#ubuntu-java 2006-12-11
<guillem101> An absolutely newbie question: some java apps do look like gtk apps (like eclipse, azureus) meanwhile others use java aesthetics as it is the case of Yale. Can I configure somewhat Yale to look as GTK?
<guillem101> (screenshot of Yale at: http://rapid-i.com/images/stories/rapidi/yale/screenshots/screenshot02.gif)
#ubuntu-java 2006-12-13
<h61> Hey, has anyone here successfully compiled the SWT snippet using GCJ?
#ubuntu-java 2006-12-15
<leonel> hello 
<leonel> any plans to include jdk6 in ubuntu ?
<leonel> or update dapper's jdk to 6 ?
#ubuntu-java 2006-12-16
<vil> doko: can we expect sun-java6 anytime soon? i just saw a package at dev.java.net
#ubuntu-java 2007-12-14
<Yacin1> Hello! I have a simple question relating to java on Ubuntu
<Yacin1> Is it possible to install java JRE on Ubuntu server without a gui desktop? Will it work properly?

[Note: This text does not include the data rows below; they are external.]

PR #381, opened 2021-09-15
TP-904: Import measures from a spreadsheet

simonwo:
## Why

In order to handle a large number of late changes to the tariff that can only be made when the EU have made and published all of their changes to commodity codes, our users need the ability to prepare a bulk set of changes in advance and then upload them all at once. The tactical way to achieve this is to allow them to prepare a spreadsheet offline and then upload it once the commodity codes are present.

## What

This PR introduces a prototype importer that can import measures from a spreadsheet. The structure of the spreadsheet is rigid and has to conform exactly to the spec. For each row in the spreadsheet, one measure is created.

So far this is just the function to run an import, and doesn't include a command line or UI interface because in the basic case we expect this to be run from a notebook by an engineer. A future ticket will add a simple user interface for this.

The implementation is simple but not particularly sophisticated. No attempt has been made to unify this with the XML importer because too much would have to change to make that work, in addition to including nearly everything that is here, but there are clearly some elements which look the same and it woulbe good to reuse that logic. That might be a good place to examine for future work. What we do have is lots of tests, so this should be useful for future iterations.

## Checklist
- Requires migrations?: No
- Requires dependency updates?: **Yes**

### DIFF
--- a/common/tests/factories.py
+++ b/common/tests/factories.py
@@ -845,6 +845,28 @@ class MeasureFactory(TrackedModelMixin, ValidityFactoryMixin):
     stopped = False
     export_refund_nomenclature_sid = None
 
+    class Params:
+        with_footnote = factory.Trait(
+            association=factory.RelatedFactory(
+                "common.tests.factories.FootnoteAssociationMeasureFactory",
+                factory_related_name="footnoted_measure",
+            ),
+        )
+
+        with_exclusion = factory.Trait(
+            exclusion=factory.RelatedFactory(
+                "common.tests.factories.MeasureExcludedGeographicalAreaFactory",
+                factory_related_name="modified_measure",
+            ),
+        )
+
+        with_condition = factory.Trait(
+            condition=factory.RelatedFactory(
+                "common.tests.factories.MeasureConditionFactory",
+                factory_related_name="dependent_measure",
+            ),
+        )
+
     @factory.lazy_attribute
     def terminating_regulation(self):
         if self.valid_between.upper is None:
--- a/common/tests/util.py
+++ b/common/tests/util.py
@@ -7,6 +7,7 @@ from io import BytesIO
 from itertools import count
 from typing import Any
 from typing import Dict
+from typing import Sequence
 
 import pytest
 from dateutil.parser import parse as parse_date
@@ -18,6 +19,7 @@ from django.urls import reverse
 from freezegun import freeze_time
 from lxml import etree
 
+from common.models.records import TrackedModel
 from common.renderers import counter_generator
 from common.serializers import validate_taric_xml_record_order
 from common.util import TaricDateRange
@@ -116,6 +118,51 @@ def make_non_duplicate_record(factory, identifying_fields=None):
     )
 
     return not_duplicate
+
+
+def get_checkable_data(model: TrackedModel, ignore=frozenset()):
+    """Returns a dict representing the model's data ignoring any automatically
+    set fields and fields with names passed to `ignore`."""
+    checked_field_names = {f.name for f in model.copyable_fields} - ignore
+    return {
+        name: model._meta.get_field(name).value_from_object(model)
+        for name in checked_field_names
+    }
+
+
+def assert_records_match(
+    expected: TrackedModel,
+    imported: TrackedModel,
+    ignore=frozenset(),
+):
+    """
+    Asserts that every value for every field in the imported model is the same
+    as the data in the expected model.
+
+    System fields that will change from model to model are not checked. Any
+    field names given to `ignore` will also not be checked.
+    """
+    assert get_checkable_data(expected, ignore=ignore) == get_checkable_data(
+        imported,
+        ignore=ignore,
+    )
+
+
+def assert_many_records_match(
+    expected: Sequence[TrackedModel],
+    imported: Sequence[TrackedModel],
+    ignore=frozenset(),
+):
+    """
+    Asserts that every value for every field in the imported models is the same
+    as the data in the expected models, and that the count of both is equal.
+
+    System fields that will change from model to model are not checked. Any
+    field names given to `ignore` will also not be checked.
+    """
+    assert [get_checkable_data(e, ignore=ignore) for e in expected] == [
+        get_checkable_data(i, ignore=ignore) for i in imported
+    ]
 
 
 _transaction_counter = count(start=1)
--- a/importer/utils.py
+++ b/importer/utils.py
@@ -14,6 +14,19 @@ from django.db.models.query_utils import DeferredAttribute
 from common.models import TrackedModel
 
 
+def col(label: str) -> int:
+    """Return the correct index given an Excel column letter."""
+    if not label.isalpha():
+        raise ValueError(f"'{label}' is not a valid column label.")
+    return (
+        sum(
+            (ord(char) - ord("A") + 1) * (26 ** position)
+            for position, char in enumerate(reversed(label.upper()))
+        )
+        - 1
+    )
+
+
 class LinksType(TypedDict):
     """
     A type defining the interface between a handler and its links.
--- a/measures/patterns.py
+++ b/measures/patterns.py
@@ -9,7 +9,6 @@ from typing import Sequence
 
 from django.db import transaction
 
-from additional_codes.models import AdditionalCode
 from certificates.models import Certificate
 from certificates.models import CertificateType
 from commodities.models import GoodsNomenclature
@@ -85,6 +84,10 @@ class MeasureCreationPattern:
         last_sid = MeasureCondition.objects.values("sid").order_by("sid").last()
         next_sid = 1 if last_sid is None else last_sid["sid"] + 1
         return counter_generator(next_sid)
+
+    @cached_property
+    def authorised_use_measure_types(self):
+        return set(MeasureType.objects.filter(description__contains="authorised use"))
 
     @cached_property
     def presentation_of_certificate(self) -> MeasureConditionCode:
@@ -267,17 +270,14 @@ class MeasureCreationPattern:
     def create_measure_tracked_models(
         self,
         duty_sentence: str,
-        geographical_area: GeographicalArea,
         goods_nomenclature: GoodsNomenclature,
-        measure_type: MeasureType,
         validity_start: date,
         validity_end: date,
         exclusions: Sequence[GeographicalArea] = [],
         order_number: Optional[QuotaOrderNumber] = None,
-        authorised_use: bool = False,
-        additional_code: AdditionalCode = None,
         footnotes: Sequence[Footnote] = [],
         condition_sentence: Optional[str] = None,
+        **data,
     ) -> Iterator[TrackedModel]:
         """
         Create a new measure linking the passed data and any defaults. The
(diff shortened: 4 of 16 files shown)


common/tests/util.py
```diff
@@ -118,6 +120,50 @@ def make_non_duplicate_record(factory, identifying_fields=None):
...
+        source_value = getattr(expected, field)
+        assert (
+            imported_value == source_value
+        ), f"imported '{field}' ({imported_value} - {type(imported_value)}) does not match source '{field}' ({source_value} - {type(source_value)})"
+
+
+def assert_many_records_match(
+    expected: Sequence[TrackedModel],
+    imported: Sequence[TrackedModel],
+    ignore=set(),
```
stuaxo, line 149: Annoyingly, python will persist classes (like set() here) called in the constructor, which isn't usually what you want.

common/tests/util.py
```diff
@@ -118,6 +120,50 @@ def make_non_duplicate_record(factory, identifying_fields=None):
...
+    System fields that will change from model to model are not checked. Any
+    field names given to `ignore` will also not be checked.
+    """
+    assert len(imported) == len(expected)
+    for model, expected in zip(imported, expected):
+        assert_records_match(
+            expected,
+            model,
+            ignore=ignore,
+        )
```
stuaxo, line 164: It would be good if we could use assertQuerysetEqual, or assertCountEqual.

These have good error reporting showing where things in differ over the whole queryset / list.

Here's a toy implementation (much can be improved):

```python
from pytest_django.asserts import assertQuerysetEqual
 
def build_get_checked_fields(ignore):
    def get_checked_fields(instance):
        field_names = (set(field.name for field in instance._meta.fields) - set(field.name for field in TrackedModel._meta.fields) - {"trackedmodel_ptr"}  - ignore)
        return {name: getattr(instance, name) for name in field_names}
    return get_checked_fields
    
get_checked_fields = build_get_checked_fields(ignore)

assertQuerysetEqual(imported, [*map(get_checked_fields, expected)], transform=get_checked_fields)
```

example output:

```
ipdb> assertQuerysetEqual(imported, [*map(get_checked_fields, _expected)], transform=get_checked_fields)
*** AssertionError: Lists differ: [{'stopped': False, 'dead_additional_code': None, 'mea[383 chars]one}] != [{'stopped': True, 'dead_additional_code': None, 'meas[382 chars]one}]

First differing element 0:
{'stopped': False, 'dead_additional_code': None, 'mea[382 chars]None}
{'stopped': True, 'dead_additional_code': None, 'meas[381 chars]None}

  [{'additional_code': None,
    'dead_additional_code': None,
    'dead_order_number': None,
    'generating_regulation': <Regulation: R2100000>,
    'geographical_area': <GeographicalArea: Region AAAA>,
    'goods_nomenclature': <GoodsNomenclature: 0000000000>,
    'measure_type': <MeasureType: 000>,
    'order_number': None,
    'reduction': None,
-   'stopped': False,
?              ^^^^

+   'stopped': True,
?              ^^^

    'terminating_regulation': None,
    'valid_between': TaricDateRange(datetime.date(2021, 9, 16), None, '[)')}]
Traceback (most recent call last):
  File "/home/stu/.virtualenvs/dit-pyston/lib/pyston3.8/site-packages/pytest_django/asserts.py", line 18, in assertion_func
    return func(*args, **kwargs)
  File "/home/stu/.virtualenvs/dit-pyston/lib/pyston3.8/site-packages/django/test/testcases.py", line 1052, in assertQuerysetEqual
    return self.assertEqual(list(items), values, msg=msg)
  File "/usr/lib/pyston3.8/unittest/case.py", line 912, in assertEqual
    assertion_func(first, second, msg=msg)
  File "/usr/lib/pyston3.8/unittest/case.py", line 1118, in assertListEqual
    self.assertSequenceEqual(list1, list2, msg, seq_type=list)
  File "/usr/lib/pyston3.8/unittest/case.py", line 1100, in assertSequenceEqual
    self.fail(msg)
  File "/usr/lib/pyston3.8/unittest/case.py", line 753, in fail
    raise self.failureException(msg)
```

Notes:  I probably would have used assertCountEqual here since these are not querysets, but it's not as easily available in pytest... assertQuerysetEqual calls down into it anyway.

common/tests/util.py
simonwo: I thought sets were immutable, but they aren't – I should be using `frozenset`.
```suggestion
    ignore=frozenset(),
```

stuaxo: Nice... they should have frozen versions of everything... since python is gradually turning into Perl5, maybe they will come with some weird new syntax for it...  `ignore=⛄set()`

simonwo: 🤢

common/tests/util.py
simonwo: Turns out that it is indeed quite hard to import assertCountEqual but apparently you don't really need it as the normal pytest `assert […] == […]` will also ensure that. So I've updated it.

importer/utils.py
```diff
@@ -14,6 +14,15 @@
 from common.models import TrackedModel
 
 
+def col(label: str) -> int:
+    """Return the correct index given an Excel column letter."""
```
stuaxo, line 18: It might be worth checking `str.alpha()`  here instead of the assertion later, as it will catch the user passing in an empty string, which currently returns -1.

common/tests/factories.py
```diff
@@ -845,6 +845,28 @@ class Meta:
...
+                factory_related_name="modified_measure",
+            ),
+        )
+
+        with_condition = factory.Trait(
+            condition=factory.RelatedFactory(
+                "common.tests.factories.MeasureConditionFactory",
+                factory_related_name="dependent_measure",
+            ),
+        )
```
stuaxo, line 868: This was good, got to go and learn about Trait in factoryboy :)

measures/patterns.py
```diff
@@ -86,6 +85,10 @@ def measure_condition_sid_counter(self) -> Counter:
         next_sid = 1 if last_sid is None else last_sid["sid"] + 1
         return counter_generator(next_sid)
 
+    @cached_property
+    def authorised_use_measure_types(self):
+        return set(MeasureType.objects.filter(description__contains="authorised use"))
```
kintisheff, line 90: is this robust enough or should we just define the AU-measure types explicitly (e.g. by `sid`) as they don't change a lot, or even consider a data migration that applies an AU-flag?

kintisheff (commented):
There's a general question (which may be the concern of a separate ticket) regarding how to inform the providers of the excel sheet input when some of their data fails to write - is it worth producing a report that lists import status by row (or another identifier with more context) and 
in the case of failure, the offending column values?

measures/sheet_importers.py
```diff
@@ -0,0 +1,203 @@
...
+from quotas.models import QuotaOrderNumber
+from regulations.models import Regulation
+from workbaskets.models import WorkBasket
+
+
+class MeasureSheetRow(SheetRowMixin):
+    """An importer that will parse values from a human-readable spreadsheet of
+    measures and will create one measure for each row that it finds."""
+
+    @column("A")
```
kintisheff, line 32: Is there an opportunity to make this more configurable rather than hard-coding the column arrangements and the associated parsers/handlers? E.g. we could define both the cell value parsers and the cached properties outside of this class, and in this class we just associate column numbers with the parsers and handlers (still using the `column` decorator). So in the future, the column arrangement here becomes configurable rather than hard-coded, but perhaps even better, if we want to process a different template that shares a number of these handlers, we can define the respective configuration class very quickly?

requirements.txt
```diff
@@ -33,6 +33,7 @@ gunicorn==20.0.4
 Jinja2==2.11.3
 lxml==4.6.3
 moto==2.1.0
+openpyxl==3.0.7
```
kintisheff, line 36: perhaps we can set the 'Requires dependency updates' flag on the PR to 'Yes'

measures/sheet_importers.py
```diff
@@ -0,0 +1,203 @@
...
+            desc.described_footnote
+            for desc in FootnoteDescription.objects.latest_approved()
+            .with_end_date()
+            .as_at(self.validity_start_date)
+            .filter(q)
+        ]
+
+    @column("L", optional=True)
+    def conditions(self, value: CellValue):
+        return str(value)
```
kintisheff, line 181: Is there room for a sanity check on the condition sentence here? I keep thinking of this slightly grey area where we know, for example, which action codes should go together for example, among other sane input criteria. I don't think the `ConditionSentenceParser` in `measures.parsers` deals with that kind of problem. I'm not sure whether we should be dealing with it here either, or rather just let providers of the input apply corrections post-factum where any mistakes are made?

measures/patterns.py
simonwo: I'm not sure… ultimately both of these soultions are trying to make this code more robust in the face of a database that isn't the UK tariff. At the moment we only have one case where we ever deal with that, and it is in using test data. So really the question is, do you want to denote authorised use in test data by the presence of `MeasureTypeFactory(sid=105)` or `MeasureTypeFactory(description="Test authorised use measure type")`? I thought the latter was preferable as it was at least clear what was happening, as opposed to having a magic number 105.

I agree that a better option would be to have a flag. I didn't want to chip off that work in this ticket because I'm not convinced a flag on the measure type is correct… it certainly might be. But really this authorised use thing is what I call a "pattern" e.g. with these specific data points, apply this special logic when making changes. There are others e.g. origin quotas – with these specific quotas, apply special conditions logic. So there might also be something more complex like a "pattern configuration" table that is more general. Basically, I agree, but didn't want to make that refactor yet. I can revisit if you think the current solution is unacceptable.

measures/sheet_importers.py
simonwo: Yes! Turning the column labels into something which can be mapped to and then maybe even exposing that mapping capability in the UI is a natural next step. But I see it as out of scope for this ticket and the subject of future work.

measures/sheet_importers.py
simonwo: I could certianly run this input through the `ConditionSentenceParser` at this stage to weed out any errors… but I'm not sure if it's worth it because it will be parsed in the almost immediately next step anyway?

Yeah, the parser doesn't have any opinions on what codes go together. Again, that is an example of a "pattern" that might change over time rather than being a hard rule, so the hard question of "how do we let users configure that" or "how do we provide a warning rather than an error" will need to be solved.

simonwo:
> There's a general question (which may be the concern of a separate ticket) regarding how to inform the providers of the excel sheet input when some of their data fails to write - is it worth producing a report that lists import status by row (or another identifier with more context) and in the case of failure, the offending column values?

Agreed, we should definitely do something here, ideally outputting rows that fail validation and business rules so that the users can take them away and amend them. I didn't want to do anything on that yet until we have more of a UI, because for now I see this as being run in a notebook where it would not be hard to add this (e.g. `try: parse(row); except: print(row)`). I'll create a ticket for this though.

measures/patterns.py
kintisheff: no I think this makes sense; that's pethaps scope for a future piece of work really

measures/sheet_importers.py
kintisheff: sounds like a separate scope again then

kintisheff (approved):
Since reporting will be a separate ticket, this one looks good to me otherwise.

simonwo:
I have included the outstanding things in TP-878.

<tmarble> doko: so it would appear your b24 build was successful?
<doko> tmarble: doesn't look so, although the build did suceed here locally
<tmarble> doko: i don't understand -- i got this "Fix released" bug updates?

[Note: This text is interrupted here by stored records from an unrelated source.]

PR #382, opened 2021-09-21
TP-928: Add UI to transition WorkBasket status

andyhd:
# TP-928: Add UI to transition WorkBasket status

## Why

As part of getting the policy team to use the Editor, we need a way to both:
 1. Control when their workbaskets are serialised to envelopes
 2. Update the system when envelopes are accepted by CDS

To do this we need to add a button to the as-yet secret workbasket UI to manually transition workbaskets through the workflow. This does not need to bypass the normal validation and routines.

So e.g. add a button to the workbasket details view that allows moving the workbasket to the next state in the workflow. For states where the “next state” can be multiple, show multiple buttons, one for each state.

In ADR 0008 we decided to reduce the number of workflow states we used to keep the app simple.

## What

Screenshot 2021-09-21 at 15 47 53

* Add custom admin form with "transition" field to enable transitioning a WorkBasket
  from one status to another
* Refactor workbasket status FSM as specified in [ADR-008](docs/adr/0008-simplify-workflow-states.rst)
* Refactor workbasket tests
* Migrate database to new status values
* Refactored WorkBasket session storage, because it was unnecessarily complicated
* Small tweaks to some XML tests to use XPath, because they did not work on my machine

## Checklist

See: [TP-289](https://uktrade.atlassian.net/browse/TP-289)


workbaskets/tests/test_admin.py
```diff
@@ -1,45 +1,109 @@
...
 
 
-def test_upload_returns_302_for_valid_staff_user(staff_user, client):
-    client.force_login(staff_user)
-    with mock.patch(
-        "exporter.tasks.upload_workbaskets.delay",
-    ):
-        response = client.post(reverse("admin:upload"))
+@pytest.fixture
+def celery_task():
```
stuaxo, line 14: Not a blocker:  

Maybe this could be `mock_celery_task`:  I can imagine a situation where you want a real celery task, from a fixture - if `settings.task_always_eager = True` is set, I believe this won't go via the workers etc.

workbaskets/tests/test_admin.py
```diff
@@ -1,45 +1,109 @@
...
+        "staff_user",
+        "valid_user",
+    ],
+)
+def test_upload(client, request, celery_task, user):
+    upload_url = reverse("admin:upload")
 
-        assert response.status_code == 302
+    client.force_login(request.getfixturevalue(user))
+    response = client.post(upload_url)
```
stuaxo, line 30: Not a blocker:

It can be useful to check the `response.status_code` before going further: while it does break AAA, it's basically zero-cost which can save confusion if something changes (breaks) in the view in the future.

workbaskets/models.py
```diff
@@ -103,41 +102,33 @@ def __str__(self):
...
     @transition(
         field=status,
-        source=WorkflowStatus.AWAITING_APPROVAL,
-        target=WorkflowStatus.READY_FOR_EXPORT,
-        permission="workbaskets.can_approve",
+        source=WorkflowStatus.PROPOSED,
+        target=WorkflowStatus.APPROVED,
+        # conditions=[has_approver],
+        # permission="workbaskets.can_approve",
+        custom={"label": "Approve"},
```
stuaxo, line 131: ^ some comments which may or may not need to be here.

footnotes/tests/test_xml.py
```diff
@@ -9,21 +9,16 @@
...
 
 
 @validate_taric_xml(factories.FootnoteDescriptionFactory)
 def test_footnote_description_xml(xml):
-    element = xml.find(".//oub:footnote.description.period", nsmap)
-    assert element is not None
-    element = xml.find(".//oub:footnote.description", nsmap)
-    assert element is not None
+    assert xml.xpath(".//oub:footnote.description.period", namespaces=nsmap)
+    assert xml.xpath(".//oub:footnote.description", namespaces=nsmap)
```
stuaxo, line 24: ^ Nice :)

common/tests/util.py
```diff
@@ -186,13 +186,12 @@ def generate_test_import_xml(obj: dict) -> BytesIO:
...
-            record.findtext(".//subrecord.code", namespaces=xml.nsmap),
-        )
-        for record in xml.findall(".//record", namespaces=xml.nsmap)
-    ]
+    records = xml.xpath(".//*[local-name() = 'record']")
+    codes = etree.XPath(
+        ".//*[local-name()='record.code' or local-name()='subrecord.code']/text()",
+    )
+
+    return [tuple(codes(record)) for record in records]
```
stuaxo, line 194: :heavy_check_mark: :heavy_check_mark: :heavy_check_mark:

stuaxo (approved):

simonwo:
LGTM!

workbaskets/models.py
andyhd: I think we probably do need to require permission to perform (some) transitions, but maybe for a later PR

<tmarble> oh, you mean it didn't work on the buildd?
<doko> tmarble: http://launchpadlibrarian.net/10901142/buildlog_ubuntu-hardy-i386.icedtea-java7_7%7Eb24-1.5%7E20071214-1_FAILEDTOBUILD.txt.gz
<tmarble> do you talk to man-di about uploading this for debian (or is he waiting for the ubuntu build to succeed first)?
<tmarble> s/do/did
<doko> no
<tmarble> so was this the 64-bit build?
<tmarble> doko: i don't understand why distclean would have failed... did you grab a recent IcedTea snapshot?
<doko> tmarble: who talks about distclean?
<tmarble> doko: line 1121 in the log
<tmarble> doko: did you include openjdk-b24.zip and the bridge 1.2.1 in orig.tar.gz (of course)?
<doko> tmarble: the log has 100000 lines
<tmarble> doko: opens just great in emacs
<doko> tmarble: line 1121 doesn't mater
<doko> matter even
<tmarble> agreed... but as long as we're looking...
<tmarble> doko: is there a launchpad URL where I can see the deb files?
<tmarble> it looks like the openjdk-ecj patches may have been applied to late
<tmarble> doko: the errors suggest the bootstrap ecj build was not patched correctly (I got this error 2 days ago)
<doko> tmarble: wrong, applied around line 1770
<doko> tmarble: won't have time to work on it now. will have to look at it after xmas
<tmarble> doko: i realize you are out of time
<tmarble> if I were a MOTU would I have the ability to run in the buildd (probably not?)
<tmarble> did this succeed for you using pbuilder (i.e. would it be worth me trying this?)
<tmarble> is there anyone who could retry the build in your absence?
<doko> tmarble: you can upload to the group PPA
<tmarble> doko: will that run the same/equiv buildd process?
<doko> yes
<tmarble> doko: ok... i agree that some of the patching occurred, but the error suggests an ecj problem of some kind (I'll investigate patching and version skew)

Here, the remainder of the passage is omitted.